Converting a traditional IRA to a Roth can shield your retirement savings from future tax increases, but there are pitfalls and trapdoors, too. You’ll owe taxes on a conversion, and the up-front tax bill could be higher than you expected—particularly if the conversion pushes you into a higher tax bracket. If your income tax rate drops significantly after you retire, the tax advantages could be modest or nonexistent. And as with any financial transaction that intersects with the tax code, you—or your financial adviser—must comply with multiple rules and regulations to avoid running afoul of the IRS.
Because many people, including retirees, believe taxes will rise in the future, Roth conversions are “trendy,” says Evan Beach, a certified financial planner with Campbell Wealth Management, in Alexandria, Va. “But you see people get over enthusiastic about it, and they don’t know what they’re doing.”
Until recently, if you converted an IRA to a Roth, the law let you have a do-over. Before 2018, taxpayers who converted an IRA to a Roth had until the tax-extension deadline—typically October 15—of the year following the year they converted to change their minds. If you discovered after the fact that you couldn’t pay taxes on the conversion, you could simply put the money back into your traditional IRA and go about your business. Likewise, if the value of your IRA dropped significantly after you converted, you could undo the conversion and avoid paying taxes on phantom income.
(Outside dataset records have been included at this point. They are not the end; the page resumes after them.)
PR #10299, opened 2026-05-13
Firewall: Rules [new]: Fix action, ipprotocol and protocol translations (legacy rules)

### LINKED ISSUE #10249: Existing legacy rules are not displayed correctly in the new rules (allow/block symbol). German and other translations.
**Important notices**

**Describe the bug**

After updating to version 26.1, a display error was noticed in the new rules. This only affects translated versions, in my case, German.

The legacy rules were transferred to the new rules using the wizard. The existing automatic rules were apparently not exported or imported, but rather loaded in the code via MVC. This is where the display error occurred. The Allow/Deny symbol is always set to Allow, which is obviously incorrect for rules that are set to Default Deny. See screenshot.

**To Reproduce**

1. Use a version prior to 26.1
2. Set the language to German
3. Update to 26.1
4. Export the existing rules using the Migration Assistant
5. Import the exported rules using the Migration Assistant
6. Open "New" under Firewall Rules
7. Inspect the automatic rules.
8. You will see, for example, that the "Default deny / state violation rule" is marked with the "Allow" symbol.

**Expected behavior**

The symbol should be the Deny symbol.

When querying `api/firewall/filter/search_rule/`, there appears to be an unintended translation of the `action` field. With legacy rules, the field is translated into German, which I believe is a bug. With MVC rules, no translation is performed; instead, the `%action` field is added as a translated version.

Perhaps this is a possible solution? Not tested!
https://github.com/hartmann-daniel/opnsense-core/commit/d94fabb285a5da41a30a02972e65ee4ad30c2fc3

**Screenshots**

English Version (no Problem):
Image

German Version (Problem in First Line)
Image

**Relevant log files**

No

**Additional context**

No

**Environment**

OPNsense 26.1.7_1-amd64

Monviech:
**Important notices**

- Model used:
- Extent of AI involvement:

---

**Describe the problem**

- Add % fields to separate translated and raw value for the frontend.

---

**Related issue**

Fixes: https://github.com/opnsense/core/issues/10249


src/opnsense/mvc/app/controllers/OPNsense/Firewall/Api/FilterController.php
```diff
@@ -57,17 +57,18 @@ private function getLegacyFieldMap()
                 $descr = !empty($ifdetail->descr) ? $ifdetail->descr : strtoupper($key);
                 $this->legacy_fieldmap['interface'][$key] = $descr;
             }
-            $this->legacy_fieldmap['action'] = [
+            $this->legacy_fieldmap['%action'] = [
```
fichtner, line 60: I'm not entirely sure but this could ask for trouble last time I went over the code to try and fix some of this

src/opnsense/mvc/app/controllers/OPNsense/Firewall/Api/FilterController.php
```diff
@@ -57,17 +57,18 @@ private function getLegacyFieldMap()
...
                 'pass' => gettext('Pass'),
                 'reject' => gettext('Reject'),
             ];
 
-            $this->legacy_fieldmap['ipprotocol'] = [
+            $this->legacy_fieldmap['%ipprotocol'] = [
                 'inet' => gettext('IPv4'),
                 'inet6' => gettext('IPv6'),
-                'inet46' => '', /* XXX remove when filter.lib.inc use is removed */
+                'inet46' => gettext('IPv4+IPv6'), /* XXX remove when filter.lib.inc use is removed */
```
fichtner: this was so "*" is displayed, which is a bit cleaner than cluttering IPv4+IPv6

src/opnsense/scripts/filter/list_non_mvc_rules.php
```diff
@@ -75,6 +75,9 @@
             }
         }
         $rule['action'] = $rule['action'] ?? 'pass';
+        $rule['%action'] = $rule['action'] ?? 'pass';
```
fichtner: what's the benefit of this if we use the same value that we would read anyway from the field above?

src/opnsense/scripts/filter/list_non_mvc_rules.php
```diff
@@ -75,6 +75,9 @@
...
+        $rule['%ipprotocol'] = $rule['ipprotocol'] ?? '';
+        $rule['%protocol'] = strtoupper($rule['protocol'] ?? '');
```
fichtner: this one at least makes some sense :)

src/opnsense/mvc/app/controllers/OPNsense/Firewall/Api/FilterController.php
Monviech: `%field` holds the translated value, `field` holds the raw value.

I need both.

`%action` is decorated here, and `action` is passed through raw.

Should we do something else?

src/opnsense/mvc/app/controllers/OPNsense/Firewall/Api/FilterController.php
Monviech: But then it's not the same as the MVC rules display inet46:

https://github.com/opnsense/core/blob/1aa4254289cdf018a09e59c3c89798e9435dc459/src/opnsense/mvc/app/models/OPNsense/Firewall/Filter.xml#L79

src/opnsense/scripts/filter/list_non_mvc_rules.php
Monviech: Yeah it was pragmatic to make it look like the MVC "translations" of this field.

src/opnsense/scripts/filter/list_non_mvc_rules.php
Monviech: `%action` is decorated, and `action` is passed through raw. If I miss something obvious please tell me.

src/opnsense/mvc/app/controllers/OPNsense/Firewall/Api/FilterController.php
fichtner: it doesn't have to be. `inet46` is an atrocity

src/opnsense/scripts/filter/list_non_mvc_rules.php
fichtner: where is it decorated?

src/opnsense/mvc/app/controllers/OPNsense/Firewall/Api/FilterController.php
fichtner: is this the spot where the decoration takes place? or at least where the information is provided?

fichtner: I mean it makes some sense but we're decorating in the JS then which is a bit pointless IMO

Monviech: As discussed we can use %action and %direction etc... inside here now instead of hardcoding the translations. 

https://github.com/opnsense/core/blob/1aa4254289cdf018a09e59c3c89798e9435dc459/src/opnsense/mvc/app/views/OPNsense/Firewall/filter_rule.volt#L439

A while ago there was no simpler way to do this because %field and field did not exist in the same way yet.

src/opnsense/mvc/app/controllers/OPNsense/Firewall/Api/FilterController.php
```diff
@@ -165,6 +169,9 @@ public function searchRuleAction()
                 $label = gettext('Automatically generated rules');
                 $record['categories'] = $label;  // Grouping key for tree view
                 $record['category_colors'] = [['name'  => $label]];  // Category formatter metadata
+            } else {
+                /* frontend can format categories with colors */
+                $record['category_colors'] = $this->getCategoryColors($r_categories);
```
Monviech, line 180: This one was moved out to a different PR since unrelated to this one:
https://github.com/opnsense/core/pull/10310

src/opnsense/mvc/app/models/OPNsense/Firewall/Filter.xml
```diff
@@ -76,7 +76,7 @@
                     <OptionValues>
                         <inet>IPv4</inet>
                         <inet6>IPv6</inet6>
-                        <inet46>IPv4+IPv6</inet46>
+                        <inet46>Any</inet46>
```
fichtner:
```suggestion
                        <inet46>any</inet46>
```

for consistency

src/opnsense/scripts/filter/list_non_mvc_rules.php
```diff
@@ -99,13 +97,23 @@
...
         }
 
+        // The %fields need translations in the controller
+        $rule['direction'] = $rule['direction'] ?? 'in';
+        $rule['%direction'] = $rule['direction'];
+        $rule['action'] = $rule['action'] ?? 'pass';
+        $rule['%action'] = $rule['action'];
+        $rule['ipprotocol'] = $rule['ipprotocol'] ?? '';
+        $rule['%ipprotocol'] = $rule['ipprotocol'];
+        // This one is "translated" via uppercase
```
fichtner:
```suggestion
```

this is obvious ;)

fichtner (approved):

src/opnsense/mvc/app/models/OPNsense/Firewall/Filter.xml
fichtner: DNat.xml also needs this fix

The Tax Cuts and Jobs Act eliminated this option, so make sure you’re prepared to pay the tax bill before you take the leap. Fortunately, nothing in the law says you must convert your entire IRA at once, and for many people, a series of partial conversions over several years is one of the most effective ways to avoid regrets.
THE SWEET SPOT FOR CONVERSIONS
A refresher: When you convert money in a traditional IRA to a Roth, you must pay taxes on the amount you convert (although part of the conversion will be tax-free if you’ve made nondeductible contributions to your IRA). There are no age or income restrictions on Roth conversions.
Once you’ve converted, all withdrawals are tax-free as long as you are 59½ or older and have owned a Roth for at least five years. Unlike traditional IRAs and other tax-deferred accounts, Roths aren’t subject to required minimum distributions at age 72. So if you don’t need the money, you can let it continue to grow, tax-free.
Older retirees were particularly enthusiastic about Roth conversions in 2020 after Congress enacted the coronavirus stimulus package, which, among other things, allowed retirees who were 72 or older to skip required minimum distributions for the year. Ordinarily, retirees who are 72 or older can’t convert money in a traditional IRA (or other tax-deferred accounts) to a Roth until they’ve taken their RMDs—which could result in a hefty tax bill. With the minimum distribution requirement waived, retirees could convert money directly to a Roth, and many did. The waiver was set to expire on December 31, and it’s unlikely Congress will extend it. So if you’re 72 or older and converting in 2021, you need to be mindful of the costs of converting.
That’s why many planners believe the period between the time you retire and the time you turn 72 is the sweet spot for Roth conversions. There’s a good chance your income will drop after you stop working, and until you are required to start taking distributions, you have some control over the amount of income you receive each year. That will help you lower the tax bill on your Roth conversion.